EXERCISE —
Each line in the data holding "valueString" should be listed.

SOURCE RECORDS —

--*--

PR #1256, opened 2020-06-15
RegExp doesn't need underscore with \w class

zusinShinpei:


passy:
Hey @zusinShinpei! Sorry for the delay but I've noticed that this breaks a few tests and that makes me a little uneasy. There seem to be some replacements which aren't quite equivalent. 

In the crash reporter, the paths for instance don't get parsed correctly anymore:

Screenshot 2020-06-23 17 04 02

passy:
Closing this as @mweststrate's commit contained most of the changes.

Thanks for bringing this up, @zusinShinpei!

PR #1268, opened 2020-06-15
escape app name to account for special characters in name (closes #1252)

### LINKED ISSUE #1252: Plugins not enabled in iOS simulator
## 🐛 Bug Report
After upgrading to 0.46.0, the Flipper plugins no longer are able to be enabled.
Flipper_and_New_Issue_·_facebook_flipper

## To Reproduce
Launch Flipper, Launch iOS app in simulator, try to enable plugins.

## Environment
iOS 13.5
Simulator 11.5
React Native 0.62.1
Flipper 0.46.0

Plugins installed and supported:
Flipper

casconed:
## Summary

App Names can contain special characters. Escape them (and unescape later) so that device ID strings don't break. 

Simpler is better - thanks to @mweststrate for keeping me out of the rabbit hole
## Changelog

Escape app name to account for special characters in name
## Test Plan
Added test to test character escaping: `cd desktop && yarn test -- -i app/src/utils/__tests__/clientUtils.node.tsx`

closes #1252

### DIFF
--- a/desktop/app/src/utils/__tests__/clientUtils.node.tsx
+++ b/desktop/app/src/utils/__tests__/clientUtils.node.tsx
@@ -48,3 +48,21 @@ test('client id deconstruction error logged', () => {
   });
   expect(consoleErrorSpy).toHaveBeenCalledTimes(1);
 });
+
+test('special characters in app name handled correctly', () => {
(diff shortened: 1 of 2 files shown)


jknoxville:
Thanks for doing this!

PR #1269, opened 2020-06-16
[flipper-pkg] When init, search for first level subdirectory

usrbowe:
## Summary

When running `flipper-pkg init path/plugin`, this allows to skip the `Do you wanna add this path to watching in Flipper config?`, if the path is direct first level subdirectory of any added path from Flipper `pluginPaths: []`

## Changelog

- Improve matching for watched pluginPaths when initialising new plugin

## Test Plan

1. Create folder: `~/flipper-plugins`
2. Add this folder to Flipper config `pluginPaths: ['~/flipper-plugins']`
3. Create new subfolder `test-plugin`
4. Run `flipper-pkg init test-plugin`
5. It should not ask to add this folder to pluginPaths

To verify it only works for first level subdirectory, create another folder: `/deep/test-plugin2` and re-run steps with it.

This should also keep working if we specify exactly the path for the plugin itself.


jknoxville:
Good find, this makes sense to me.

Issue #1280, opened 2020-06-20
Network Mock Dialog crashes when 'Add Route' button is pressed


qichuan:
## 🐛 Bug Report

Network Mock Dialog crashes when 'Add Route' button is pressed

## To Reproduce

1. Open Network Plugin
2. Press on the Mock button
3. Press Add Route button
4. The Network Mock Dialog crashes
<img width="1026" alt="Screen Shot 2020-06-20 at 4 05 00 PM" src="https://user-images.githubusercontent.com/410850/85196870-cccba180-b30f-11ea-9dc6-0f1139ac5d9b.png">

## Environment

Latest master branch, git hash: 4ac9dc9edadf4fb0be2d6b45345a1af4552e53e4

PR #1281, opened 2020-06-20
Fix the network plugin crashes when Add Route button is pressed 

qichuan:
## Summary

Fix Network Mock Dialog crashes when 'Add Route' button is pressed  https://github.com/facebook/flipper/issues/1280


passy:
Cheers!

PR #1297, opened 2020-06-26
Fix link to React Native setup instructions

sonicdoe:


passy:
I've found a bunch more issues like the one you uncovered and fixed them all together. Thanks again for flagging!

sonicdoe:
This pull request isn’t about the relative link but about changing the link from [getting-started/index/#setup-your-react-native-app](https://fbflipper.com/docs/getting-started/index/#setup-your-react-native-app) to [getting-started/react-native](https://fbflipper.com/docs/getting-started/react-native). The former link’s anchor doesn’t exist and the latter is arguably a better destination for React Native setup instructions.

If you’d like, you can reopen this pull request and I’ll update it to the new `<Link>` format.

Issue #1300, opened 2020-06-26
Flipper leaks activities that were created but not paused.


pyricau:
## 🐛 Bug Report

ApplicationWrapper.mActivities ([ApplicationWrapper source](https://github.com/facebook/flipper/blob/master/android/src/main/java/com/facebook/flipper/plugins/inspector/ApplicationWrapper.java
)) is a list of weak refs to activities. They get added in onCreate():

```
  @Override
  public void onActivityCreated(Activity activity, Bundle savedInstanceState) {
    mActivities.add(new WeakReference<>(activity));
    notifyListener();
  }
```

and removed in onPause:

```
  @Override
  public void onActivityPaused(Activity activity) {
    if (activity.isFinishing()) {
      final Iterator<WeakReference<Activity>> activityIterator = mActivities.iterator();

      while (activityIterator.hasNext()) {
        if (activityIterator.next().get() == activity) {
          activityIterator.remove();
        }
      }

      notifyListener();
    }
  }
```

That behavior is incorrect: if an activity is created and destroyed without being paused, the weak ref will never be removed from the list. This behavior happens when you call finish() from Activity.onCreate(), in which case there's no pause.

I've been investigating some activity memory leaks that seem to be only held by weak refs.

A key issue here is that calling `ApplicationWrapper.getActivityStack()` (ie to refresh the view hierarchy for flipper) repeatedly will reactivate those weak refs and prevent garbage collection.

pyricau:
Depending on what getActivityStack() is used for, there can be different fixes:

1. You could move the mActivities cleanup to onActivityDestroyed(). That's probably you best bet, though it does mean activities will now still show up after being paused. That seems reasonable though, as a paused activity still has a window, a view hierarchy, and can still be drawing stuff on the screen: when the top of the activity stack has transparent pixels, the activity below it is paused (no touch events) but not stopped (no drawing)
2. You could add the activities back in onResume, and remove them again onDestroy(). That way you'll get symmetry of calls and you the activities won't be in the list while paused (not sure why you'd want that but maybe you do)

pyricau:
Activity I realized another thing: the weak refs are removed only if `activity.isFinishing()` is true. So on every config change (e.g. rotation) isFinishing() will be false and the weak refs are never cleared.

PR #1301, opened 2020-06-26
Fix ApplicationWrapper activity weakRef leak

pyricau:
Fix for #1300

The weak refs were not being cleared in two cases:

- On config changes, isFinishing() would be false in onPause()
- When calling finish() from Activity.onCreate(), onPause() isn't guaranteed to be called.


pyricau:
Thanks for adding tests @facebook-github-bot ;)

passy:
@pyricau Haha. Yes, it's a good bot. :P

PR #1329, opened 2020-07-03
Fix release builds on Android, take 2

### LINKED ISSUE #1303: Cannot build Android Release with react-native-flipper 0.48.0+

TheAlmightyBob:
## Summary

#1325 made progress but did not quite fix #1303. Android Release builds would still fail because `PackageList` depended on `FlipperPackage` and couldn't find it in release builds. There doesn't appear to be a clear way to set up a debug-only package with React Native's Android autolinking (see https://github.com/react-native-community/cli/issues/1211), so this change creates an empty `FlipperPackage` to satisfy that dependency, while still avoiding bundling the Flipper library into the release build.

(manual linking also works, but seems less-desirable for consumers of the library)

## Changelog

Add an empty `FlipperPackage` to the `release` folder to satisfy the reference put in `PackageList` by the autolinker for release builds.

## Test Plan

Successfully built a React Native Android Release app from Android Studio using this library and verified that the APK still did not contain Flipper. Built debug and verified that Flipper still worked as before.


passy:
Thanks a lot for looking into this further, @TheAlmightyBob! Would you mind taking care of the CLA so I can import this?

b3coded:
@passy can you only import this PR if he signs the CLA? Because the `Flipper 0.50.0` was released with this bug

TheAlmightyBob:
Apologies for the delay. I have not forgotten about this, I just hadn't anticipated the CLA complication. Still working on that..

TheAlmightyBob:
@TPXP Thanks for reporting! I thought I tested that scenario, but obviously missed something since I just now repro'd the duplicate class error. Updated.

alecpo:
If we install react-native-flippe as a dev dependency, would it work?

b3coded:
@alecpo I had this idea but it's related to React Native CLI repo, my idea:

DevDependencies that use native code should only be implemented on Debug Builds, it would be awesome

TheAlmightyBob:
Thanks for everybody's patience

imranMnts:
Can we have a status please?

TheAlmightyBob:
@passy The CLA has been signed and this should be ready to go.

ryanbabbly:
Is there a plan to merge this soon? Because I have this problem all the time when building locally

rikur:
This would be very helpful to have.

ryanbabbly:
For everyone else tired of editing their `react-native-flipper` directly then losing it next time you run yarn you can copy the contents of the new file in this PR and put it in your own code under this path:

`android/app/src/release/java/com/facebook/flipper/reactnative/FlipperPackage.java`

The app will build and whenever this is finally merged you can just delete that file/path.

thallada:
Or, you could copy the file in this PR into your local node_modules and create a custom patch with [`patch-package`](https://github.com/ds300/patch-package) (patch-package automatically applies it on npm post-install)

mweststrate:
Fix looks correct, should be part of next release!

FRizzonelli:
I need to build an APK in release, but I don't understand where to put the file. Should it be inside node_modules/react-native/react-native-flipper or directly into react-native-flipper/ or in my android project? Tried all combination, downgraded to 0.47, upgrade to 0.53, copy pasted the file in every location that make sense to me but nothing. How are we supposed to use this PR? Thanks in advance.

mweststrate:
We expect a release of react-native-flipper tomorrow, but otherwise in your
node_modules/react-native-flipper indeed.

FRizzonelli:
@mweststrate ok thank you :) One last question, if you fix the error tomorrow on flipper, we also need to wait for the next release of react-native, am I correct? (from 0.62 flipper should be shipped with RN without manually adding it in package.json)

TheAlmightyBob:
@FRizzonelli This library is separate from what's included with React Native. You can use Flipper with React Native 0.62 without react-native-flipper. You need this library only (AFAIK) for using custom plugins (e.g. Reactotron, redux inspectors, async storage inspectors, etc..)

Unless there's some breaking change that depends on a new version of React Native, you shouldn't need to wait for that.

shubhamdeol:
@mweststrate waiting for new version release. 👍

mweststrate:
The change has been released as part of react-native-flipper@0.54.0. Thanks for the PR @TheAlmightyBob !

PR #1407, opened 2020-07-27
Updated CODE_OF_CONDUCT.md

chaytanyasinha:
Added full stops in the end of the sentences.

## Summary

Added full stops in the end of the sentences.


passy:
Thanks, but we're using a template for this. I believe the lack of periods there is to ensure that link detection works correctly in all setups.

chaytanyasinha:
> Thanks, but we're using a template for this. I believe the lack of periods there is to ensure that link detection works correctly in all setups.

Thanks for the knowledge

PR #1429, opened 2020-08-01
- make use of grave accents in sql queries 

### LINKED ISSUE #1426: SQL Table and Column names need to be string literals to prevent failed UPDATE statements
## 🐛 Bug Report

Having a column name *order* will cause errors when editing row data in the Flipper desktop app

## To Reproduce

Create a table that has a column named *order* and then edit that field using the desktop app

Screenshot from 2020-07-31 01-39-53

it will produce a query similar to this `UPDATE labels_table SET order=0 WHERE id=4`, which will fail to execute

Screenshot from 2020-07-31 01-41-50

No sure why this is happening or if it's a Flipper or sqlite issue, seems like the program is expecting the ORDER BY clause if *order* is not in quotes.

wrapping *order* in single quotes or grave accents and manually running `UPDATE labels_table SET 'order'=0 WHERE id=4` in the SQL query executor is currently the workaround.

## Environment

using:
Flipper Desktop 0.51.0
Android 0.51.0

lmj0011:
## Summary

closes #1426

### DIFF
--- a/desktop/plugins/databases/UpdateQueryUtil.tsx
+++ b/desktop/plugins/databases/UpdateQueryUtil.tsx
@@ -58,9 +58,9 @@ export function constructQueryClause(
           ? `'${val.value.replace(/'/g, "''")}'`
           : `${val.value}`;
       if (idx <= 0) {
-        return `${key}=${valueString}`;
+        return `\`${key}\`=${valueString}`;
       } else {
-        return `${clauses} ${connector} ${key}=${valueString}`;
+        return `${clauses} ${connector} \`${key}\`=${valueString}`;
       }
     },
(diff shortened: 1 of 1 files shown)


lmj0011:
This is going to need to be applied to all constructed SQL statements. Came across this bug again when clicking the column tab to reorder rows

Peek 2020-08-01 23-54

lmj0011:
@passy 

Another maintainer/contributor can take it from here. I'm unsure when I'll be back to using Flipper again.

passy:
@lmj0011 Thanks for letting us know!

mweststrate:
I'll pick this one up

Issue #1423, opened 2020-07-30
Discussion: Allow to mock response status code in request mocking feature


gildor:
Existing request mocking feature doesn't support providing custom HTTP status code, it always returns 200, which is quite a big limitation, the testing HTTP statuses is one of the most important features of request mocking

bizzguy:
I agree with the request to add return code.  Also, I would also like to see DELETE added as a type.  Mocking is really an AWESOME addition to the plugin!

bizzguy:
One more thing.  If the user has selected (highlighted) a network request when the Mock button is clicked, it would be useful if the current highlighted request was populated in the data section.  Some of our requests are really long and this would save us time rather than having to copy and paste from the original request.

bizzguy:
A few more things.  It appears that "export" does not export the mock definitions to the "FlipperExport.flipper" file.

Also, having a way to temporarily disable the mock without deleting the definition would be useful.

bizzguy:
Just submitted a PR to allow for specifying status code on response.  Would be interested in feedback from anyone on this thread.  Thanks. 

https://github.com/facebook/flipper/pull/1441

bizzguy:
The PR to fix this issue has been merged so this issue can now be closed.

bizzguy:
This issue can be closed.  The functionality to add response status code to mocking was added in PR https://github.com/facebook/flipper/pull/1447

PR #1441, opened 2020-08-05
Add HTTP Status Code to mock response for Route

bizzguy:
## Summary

--*--

OUTPUT OF THE EXERCISE —
-        return `${key}=${valueString}`;
+        return `\`${key}\`=${valueString}`;
-        return `${clauses} ${connector} ${key}=${valueString}`;
+        return `${clauses} ${connector} \`${key}\`=${valueString}`;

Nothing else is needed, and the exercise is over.